# Orange Monster Keeps Stopping :(



## Graphite (Nov 6, 2008)

Hi - my recently purchased Orange Monster (December '08) has started playing up about 3 or 4 days ago.

From new it was fantastic - gaining a mintue every 1 - 2 weeks. Just recently I noticed it was a minute slow which was a surprise!

Since then i have noticed it being slow by varying amounts of time.

This morning at about 9.00 am I set it right and shook it for about 5 minutes to make sure it wasn't a lack of winding power that was causing the problem - and here I am at 15.45 and my wtch has obviously stopped at sometime/s and is now showing 15.29 :huh:

Any ideas?

I bought from a website in the US since RLT was out of stock at the time I wanted one - so I'm reluctant to have to send it back there... h34r:

Cheers guys...


----------



## minkle (Mar 17, 2008)

Send it to Roy or Ryte Time


----------



## johnboy24 (Feb 24, 2008)

I assume there is no Seiko warranty attached to this watch, if there was you should be able to take it to any AD.

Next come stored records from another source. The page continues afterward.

PR #380, opened 2020-08-03
Add ability to exclude widget from being wrapped in <Card />

Guap6512:
Adds ability to exclude custom widgets from being wrapped in <Card /> component

### DIFF
--- a/src/components/Widget/Widget.tsx
+++ b/src/components/Widget/Widget.tsx
@@ -7,16 +7,16 @@ import {
     WidgetTypes,
     WidgetFormMeta,
     WidgetTableMeta,
-    CustomWidget,
     WidgetShowCondition,
-    WidgetTextMeta
+    WidgetTextMeta,
+    CustomWidgetDescriptor,
+    isCustomWidget,
 } from '../../interfaces/widget'
 import TableWidget from '../widgets/TableWidget/TableWidget'
 import TextWidget from '../widgets/TextWidget/TextWidget'
 import FormWidget from '../widgets/FormWidget/FormWidget'
 import styles from './Widget.less'
 import AssocListPopup from '../widgets/AssocListPopup/AssocListPopup'
-import {ObjectMap} from '../../interfaces/objectMap'
 import PickListPopup from '../widgets/PickListPopup/PickListPopup'
 import {BcMetaState} from '../../interfaces/bc'
 import {ViewState} from '../../interfaces/view'
@@ -32,7 +32,7 @@ interface WidgetOwnProps {
 interface WidgetProps extends WidgetOwnProps {
     loading?: boolean,
     parentCursor?: string,
-    customWidgets?: ObjectMap<CustomWidget>,
+    customWidgets?: Record<string, CustomWidgetDescriptor>,
     showWidget: boolean,
     rowMetaExists: boolean,
     dataExists: boolean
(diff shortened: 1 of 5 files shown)


src/components/Widget/Widget.tsx
```diff
@@ -44,7 +45,9 @@ export const Widget: FunctionComponent<WidgetProps> = (props) => {
     if (!props.showWidget) {
         return null
     }
-    if (props.meta.type === WidgetTypes.AssocListPopup || props.meta.type === WidgetTypes.PickListPopup) {
+    if (props.meta.type === WidgetTypes.AssocListPopup
+        || props.meta.type === WidgetTypes.PickListPopup
+        || props?.skipWrappingWidgets.includes(props.meta.type)) {
```
DRITE, line 50: I guess here should be something like this
```
|| props.skipWrappingWidgets?.includes(props.meta.type)) {
```

DRITE:
@Guap6512 there are  some problems now:
lint error -  https://github.com/tesler-platform/tesler-ui/pull/380/checks?check_run_id=944592395#step:4:8
UT error - https://github.com/tesler-platform/tesler-ui/pull/380/checks?check_run_id=944592314#step:4:11

Guap6512:
> @Guap6512 there are some problems now:
> lint error - https://github.com/tesler-platform/tesler-ui/pull/380/checks?check_run_id=944592395#step:4:8
> UT error - https://github.com/tesler-platform/tesler-ui/pull/380/checks?check_run_id=944592314#step:4:11

fixed

src/components/Widget/Widget.tsx
```diff
@@ -33,18 +33,24 @@ interface WidgetProps extends WidgetOwnProps {
...
 
+const SKIP_WRAPPING_WIDGETS: string[] = [WidgetTypes.AssocListPopup, WidgetTypes.PickListPopup]
+
 export const Widget: FunctionComponent<WidgetProps> = (props) => {
     if (!props.showWidget) {
         return null
     }
-    if (props.meta.type === WidgetTypes.AssocListPopup || props.meta.type === WidgetTypes.PickListPopup) {
+
+    const skipCardWrapping = SKIP_WRAPPING_WIDGETS.includes(props.meta.type) && props.skipWrappingWidgets?.includes(props.meta.type)
```
DRITE, line 51: Why conjunction has appeared here instead of disjunction?

Guap6512: fixed

Guap6512:
> 1. We need a broader approach to customization. If some widget types does not require a `<Card />` wrapper at all the next logical step is that different widget types will require a different `<Card />` implementations, and then we will stuck with over-complicated component props (skipWidget.
> 
> Try this instead:
> 
> ```tsx
> // Keep old behavior backward-compatible and extend it with optional config:
> /**
>  * TSDoc
>  */
> type CustomWidgetDescriptor = CustomWidget | {
>     /**
>      * TSDoc
>      */
>     component: CustomWidget,
> 
>     /**
>      * TSDoc
>      */
>     card?: CustomWidget
> }
> 
> export interface ViewProps {
>     customWidgets?: Record<string, CustomWidgetDescriptor>
> }
> ```
> 
> Then strict-check for `null`, truthy or `undefined` card value in `<Widget />` component to decide whether Card should be skipped, overridden or defaulted.
> 
> 1. There are two additional commits that does not belong to this PR

done

Dergash (approved):

PR #1520, opened 2019-05-05
Add `tri` omnibox keyword as another escape hatch

saulrh:
https://developer.mozilla.org/en-US/docs/Mozilla/Add-ons/WebExtensions/API/omnibox

This allows the user to enter a string like `tri tabopen -c container www.google.com` to execute an exstr from the omnibox. It is _not_ a replacement for the tridactyl commandline; display and interactions are both extremely limited. However, it's probably a decent escape hatch for when you land on a page with the URL bar focused.

### DIFF
--- a/readme.md
+++ b/readme.md
@@ -111,7 +111,7 @@ You can bind your own shortcuts in normal mode with the `:bind` command. For exa
 ## WebExtension-related issues
 
 -   Navigation to any about:\* pages using `:open` requires the native messenger.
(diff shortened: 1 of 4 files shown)


bovine3dom:
Does this count as a permission, do you know?

saulrh:
I don't believe that this is a permission. Nothing relevant appears in the help page about `permissions`, and it can only be activated if the user enters the key so it doesn't feel like it'd have meaningful security or privacy implications.

PR #1527, opened 2019-05-06
Draft: Remove global state in content script

saulrh:
The goal: No code executed in module scope. As few variables as possible in module scope. This will have several major benefits.

First, initialization will much more tightly controlled. Init currently happens as modules are loaded, which means we have uncontrollable race conditions (due to `import`s being hoisted to the opt of each module where we can't synchronize them) and all sorts of fun debugging issues.

Second, it allows modules to be included without initialization code being executed. This will mean you can include your module as many times as you want and from wherever you want without, for example, adding infinitely-recursing commandline iframes because your operation in the commandline frame script wanted some module that eventually pulls in the content script which creates another commandline iframe.

Third, it means we regain encapsulation. Right now we have a ton of global variables being exported from various modules where other modules can read and write them freely. This is *bad*. This means that our modules are tightly coupled and global state can have far-reaching consequences that are hard to debug and even harder to refactor. This *needs* to change. One way to fix it is to tighten variable scopes and carefully design hierarchies and accessors, which is what I'm doing here. A robust IPC solution would be another method.

This is nowhere near complete, even for this one bit of code. I cleaned up a lot of the simple stuff in `content.ts` but the hard part remains: plumbing the content state (with the mode) down into the excmds. I'm not entirely certain about the best way to accomplish this, honestly. We can't even go with the common solution of enclosing `excmds.ts` in an object which encapsulates the global state, because getting that to play nice with `excmd_macros.py` would be a nightmare.

Anyway, the net result is that we can pull the actual logic in `content.ts` out into a module that does exactly nothing in its module scope. Other modules can pull this in as necessary without fear of messing things up.


saulrh:
Note that this structure for data substantially parallels the model arrived at by essentially all of the modern reactive UI frameworks, so integration should be pretty clean at the point of contact between script code and UI components.

PR #1534, opened 2019-05-08
Add arrows navigation in the hint mode

kurnevsky:
Arrows navigation is a convenient addition for the next/previous links choosing with `Tab` key.

### DIFF
--- a/src/content/hinting.ts
+++ b/src/content/hinting.ts
@@ -24,6 +24,15 @@ import * as config from "@src/lib/config"
 import Logger from "@src/lib/logging"
 const logger = new Logger("hinting")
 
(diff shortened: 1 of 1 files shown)


src/content/hinting.ts
```diff
@@ -87,6 +96,142 @@ class HintState {
         this.focusedHint = activeHints[nextFocusedIndex]
         this.focusedHint.focused = true
     }
+
+    changeFocusedHintTop() {
```
bovine3dom: There's a reasonable amount of redundancy in these changeFocusedHint* functions. If you fancied refactoring it so that the filter and reduction could be reused, I'd merge that PR :)

PR #1535, opened 2019-05-08
Fix tridactylrc location in documentation

hrubi:


hrubi:
I hit this when I was setting up tridactylrc. Hopefully it'll save somebody else a bit of time.

bovine3dom:
Ah, thanks. Could you document all of them as listed here?

https://github.com/tridactyl/tridactyl/blob/master/native/native_main.py#L95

You could try putting it on a winder for several hours. This should answer the question of power reserve.

I have some vintage and a couple of newer Seiko' that require a lot more than a few minutes shaking to get them to hold good time.

Once fully wound they then keep time.


----------



## Graphite (Nov 6, 2008)

Prior to this I only had to wear it and it needed no special agitation to keep the mechanism wound. From new I have only given it 20 seconds shake to get it started 1st time and then it has been fine!

I have sent an email to ILS who cover the '5 year warranty' - to see if there are any UK service centres - the postage back and forth would make it too expensive to be practical I think.

I have also emailed Roy for his opinion.

Thanks guys


----------



## bry1975 (Feb 6, 2004)

Chap a brand new replacement movement is going to set you back about 20-25quid tops!


----------



## Graphite (Nov 6, 2008)

bry1975 said:


> Chap a brand new replacement movement is going to set you back about 20-25quid tops!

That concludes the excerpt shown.